As someone with an autistic sister, I felt I should respond here. Personally, I would never have my sister as a Bridesmaid or Best Man, but that has not swayed my advice. My advice would be to ask her directly if she would prefer a different role or to just be in attendance. If you would not allow another Bridesmaid or Best Man to dictate what they wear, do not allow her to. You would be doing her no favor and I do agree that it is your day and you should have some say.

Post # 18
Member
1857 posts
Buzzing bee
  • Wedding: April 2018

Gosh sister bridesmaids huh! I can relate. She either wears the dress or you don’t have her. You’re already being flexible. 

Post # 19
Member
481 posts
Helper bee
  • Wedding: July 2019 - Southampton, UK

Considering she has nothing against dresses in general, and has worn them before, I don’t think you’re being harsh. If she wants to be a bridesmaid, she has to wear a long, gold dress. Period. If she prefers not to, perhaps she would rather just be a guest?

Post # 20
Member
1372 posts
Bumble bee

I wouldn’t give in on this one either, Bee. I agree with PP that she has the choice of matching the other bridesmaids or the groomsmen–no odd man out. 

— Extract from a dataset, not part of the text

PR #1768, opened 2024-01-24
docs(porting addons to v2): change the recommended package manager to pnpm

BlueCutOfficial:
This PR is a proposal to change the recommended package manager to pnpm in the [`Porting Addons to V2`](https://github.com/embroider-build/embroider/blob/main/docs/porting-addons-to-v2.md) guide.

On the other hand, you’ve said a few times that you wish or expect her to basically just understand that this is your day (I agree that it IS your day) and go along with things, but maybe her inability to do so is a function of her autism? I don’t know obviously. I know you say it’s mild, but I doubt YOU even know the ways in which it manifests in her responses to events (she may not either), so at least cut her some slack there: she may not be able to fully FEEL that this should be about you and not her. 

So I’d sit down with her calmly and one-on-one, lay out her options, and let her know that it’s terrific if she’d rather just come as a guest. 

Post # 21
Member
3897 posts
Honey bee

You’re not being harsh, this kind of behavior is so selfish and your sister’s autism excuses nothing. It sounds like she is used to being coddled. A little push-back is long overdue. There is no reason to accommodate her ridiculous demands.